PR #556, opened 2016-11-10
Fixing SQLAlchemy transaction handling

benjefferies:

We saw a error in production which suggested a transaction had already
been closed `sqlalchemy.exc.InvalidRequestError: This Session's
transaction has been rolled back due to a previous exception during
flush`. On further investigation this was because of a duplicate
questionnaire PK when committing a transaction. Further down the line
the application tried to make use of the session which due to the error
meant we had no transaction to use as it was left in a dirty state
without being rolled back. This caused a stacktrace to be displayed on
simulation.

* Removing db_session when application dies and at the end of a request
  as per [flask documentation]
  (http://flask.pocoo.org/docs/0.11/patterns/sqlalchemy/#declarative).
* Catching errors on commit and rolling back then re-raising error.
* Removing unused interface
* Logging tx_id against errors

Further reading: On investigating different transaction handling
strategies one suggestion which seems quite applicable in our scenario
was to map the transaction to the http request which makes sense when
following the `unit of work` pattern. The benefits of this would be we
wouldn't have to manually handle our transactions for all of the
database code and we'd have one place to handle it thus one area to test
regarding transactions.

### How to review 

#### Simulating duplicate PK (developer)

1. Add threaded configuration as `Server` parameter at https://github.com/ONSdigital/eq-survey-runner/blob/master/application.py#L16. See https://arusahni.net/blog/2013/10/flask-multithreading.html
1. Run application in debug with a breakpoint at https://github.com/ONSdigital/eq-survey-runner/blob/eq-494-fix-database-transaction-handling/app/storage/database_storage.py#L24
1. Start a new survey as a new unique user
1. You should hit the break point (Do not resume it yet)
1. Open another tab and start another survey as the same user
1. Resume both of the threads
1. Observe 500 error instead of stacktrace

### DIFF
--- a/app/__init__.py
+++ b/app/__init__.py
@@ -153,7 +153,7 @@ def create_app(config_name):
     Themes(application, app_identifier="surveyrunner")
 
     @application.teardown_appcontext
-    def shutdown_session(exception=None):
+    def shutdown_session(exception=None):    # pylint: disable=unused-argument
         db_session.remove()
 
     return application
--- a/app/__init__.py
+++ b/app/__init__.py
@@ -153,7 +153,7 @@ def create_app(config_name):
     Themes(application, app_identifier="surveyrunner")
 
     @application.teardown_appcontext
-    def shutdown_session(exception=None):    # pylint: disable=unused-argument
+    def shutdown_session(exception=None):    # pylint: disable=unused-variable
         db_session.remove()
 
     return application
--- a/app/__init__.py
+++ b/app/__init__.py
@@ -10,6 +10,7 @@ from app import settings
 from app.analytics.custom_google_analytics import CustomGoogleAnalytics
 from app.authentication.authenticator import Authenticator
 from app.authentication.cookie_session import SHA256SecureCookieSessionInterface
+from app.data_model.database import db_session
 from app.libs.utils import get_locale
 from app.submitter.submitter import SubmitterFactory
 
@@ -150,6 +151,10 @@ def create_app(config_name):
     # Add theme manager
     application.config['THEME_PATHS'] = os.path.dirname(os.path.abspath(__file__))
     Themes(application, app_identifier="surveyrunner")
+
+    @application.teardown_appcontext
+    def shutdown_session(exception=None):
+        db_session.remove()
 
     return application
 
--- a/app/authentication/session_management.py
+++ b/app/authentication/session_management.py
@@ -1,12 +1,10 @@
 import logging
 from uuid import uuid4
 
-from app.data_model.database import EQSession
+from app.data_model.database import EQSession, commit_or_rollback
 from app.data_model.database import db_session
 
 from flask import session
-
-from sqlalchemy.exc import SQLAlchemyError
 
 USER_ID = "user_id"
 USER_IK = "user_ik"
@@ -39,15 +37,10 @@ class DatabaseSessionManager:
             logger.debug("Found eq_session_id %s in session", eq_session_id)
             eq_session = self._get_object(eq_session_id)
             logger.debug("Loaded object eq session %s", eq_session)
-            logger.debug("About to commit to database")
 
-        try:
+        logger.debug("About to commit to database")
+        with commit_or_rollback(db_session):
             db_session.add(eq_session)
-            db_session.commit()
-            logger.debug("Committed")
-        except SQLAlchemyError:
-            db_session.rollback()
-            raise
 
     def has_user_id(self):
         """
@@ -72,12 +65,8 @@ class DatabaseSessionManager:
             eq_session = self._get_object(eq_session_id)
             logger.debug("About to delete entry from eq_session table %s", eq_session)
 
-            try:
+            with commit_or_rollback(db_session):
                 db_session.delete(eq_session)
-                db_session.commit()
-            except SQLAlchemyError:
-                db_session.rollback()
-                raise
         else:
             logger.warning("No eq session id exists")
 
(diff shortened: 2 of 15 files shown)


app/authentication/session_management.py
```diff
@@ -84,12 +39,21 @@ def store_user_id(self, user_id):
             logger.debug("Found eq_session_id %s in session", eq_session_id)
             eq_session = self._get_object(eq_session_id)
             logger.debug("Loaded object eq session %s", eq_session)
-        logger.debug("About to commit to database")
-        db_session.add(eq_session)
-        db_session.commit()
-        logger.debug("Committed")
+            logger.debug("About to commit to database")
+
+        try:
```
collisdigital: These repeated patterns below could benefit from a "with" context manager utility e.g.

``` python
@contextmanager
def db_committed_or_rolledback(db_session):
    try:
        yield db_session
        db_session.commit()
        logger.debug("Committed")
    except SQLAlchemyError:
        db_session.rollback()
        raise

...

with db_committed_or_rolledback(db_session):
    db_session.add(eq_session)
```

or similar...

collisdigital: See http://preshing.com/20110920/the-python-with-statement-by-example/ for examples

collisdigital:
Do your steps to reproduce suggest that in a scenario when a user launches the survey and for example hits refresh before the page loads (or opens two tabs etc.) we may get two identical requests and the second will fail with a 500 error because of a race condition of which request creates the session in the db first? If so it is worth discussing whether a 500 error is appropriate here or if a more graceful recovery (such as then looking up the duplicate PK and returning the just created session?)

app/authentication/session_management.py
benjefferies: Definitely a better way of doing it.

The other side of this is that we could start a transaction at the beginning of the flask request and commit/rollback at the end but I guess it depends what we class as a unit of work. At the moment there is only one place where we do more than one DML action on login.

benjefferies:
Yes that is the case at this moment in time (better than the previous which was a stacktrace) but we can talk about how we want to handle this scenario. Loading the current session would probably be sensible

jonnyshaw89:
We should probably question if we should ever throw a 500 error?
If we lost the database and the web servers started returning 500 errors, then they will get removed from the Load Balancer?
Maybe we need a static html error page to show in worst cases?

app/__init__.py
```diff
@@ -151,6 +152,10 @@ def override_url_for():
     application.config['THEME_PATHS'] = os.path.dirname(os.path.abspath(__file__))
     Themes(application, app_identifier="surveyrunner")
 
+    @application.teardown_appcontext
+    def shutdown_session(exception=None):
```
collisdigital: May need a pylint exception (https://pylint.readthedocs.io/en/latest/user_guide/message-control.html)

benjefferies: Thanks! I was just looking for this

tests/app/authentication/test_database_session_manager.py
```diff
@@ -0,0 +1,47 @@
...
+
+from mock import patch, Mock, MagicMock
+from sqlalchemy.exc import IntegrityError
+
+from app.authentication.session_management import DatabaseSessionManager, EQ_SESSION_ID
+
+
+class TestDatabaseSessionManager(unittest.TestCase):
+
+    def test_store_user_id_rollback(self):
```
benjefferies: Not sure what the preference is here for test methods? Do we make all test methods static or functions?

I guess grouping tests within a class is quite useful in some circumstances

app/authentication/session_management.py
```diff
@@ -18,60 +18,13 @@ class NoUniqueIDError(RuntimeError):
     pass
 
 
-class SessionManagement(object):
+class DatabaseSessionManager:
```
ajmaddaford: I think as there is only one type of session manager now, I think we should rename this class `SessionManager` (the file should also be renamed `session_manager.py`).

app/__init__.py
benjefferies: # pylint: disable=unused-argument didn't work on codacy

collisdigital: it's not an unused argument though, unused-variable ?

collisdigital: https://docs.pylint.org/en/1.6.0/features.html 

unused-argument (W0613):
    Unused argument %r Used when a function or method argument is not used.
unused-variable (W0612):
    Unused variable %r Used when a variable is defined but not used.

collisdigital: May also need to be on the end of the line?

collisdigital: Also I clicked "Ignore" in the GUI to see if it would show a snippet of how to do it; but it didn't (it just hid the issue) and now can't un-ignore it, sorry!

benjefferies: It should appear on next build again. I copied what was on pylint which you'd assume is correct?

tests/app/authentication/test_database_session_manager.py
```diff
@@ -0,0 +1,49 @@
...
+class TestDatabaseSessionManager(unittest.TestCase):
+
+    @staticmethod
+    def test_store_user_id_rollback():
+        # Given
+        session_manager = DatabaseSessionManager()
+        user_id = "1"
+
+        with patch('app.authentication.session_management.session'), \
+                patch('app.authentication.session_management.db_session') as db_session:
```
ajmaddaford: We should add `autospec=True` to the creation of the mock object here to ensure the assertions we make areactually testing what we are expeting them to (see https://engineeringblog.yelp.com/2015/02/assert_called_once-threat-or-menace.html)

ajmaddaford (changes requested):

ajmaddaford (approved):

» **Task description**: The word to look for is "work"; copy out every line of the entries that holds it.

» **Answer below**:
following the `unit of work` pattern. The benefits of this would be we
The other side of this is that we could start a transaction at the beginning of the flask request and commit/rollback at the end but I guess it depends what we class as a unit of work. At the moment there is only one place where we do more than one DML action on login.
benjefferies: # pylint: disable=unused-argument didn't work on codacy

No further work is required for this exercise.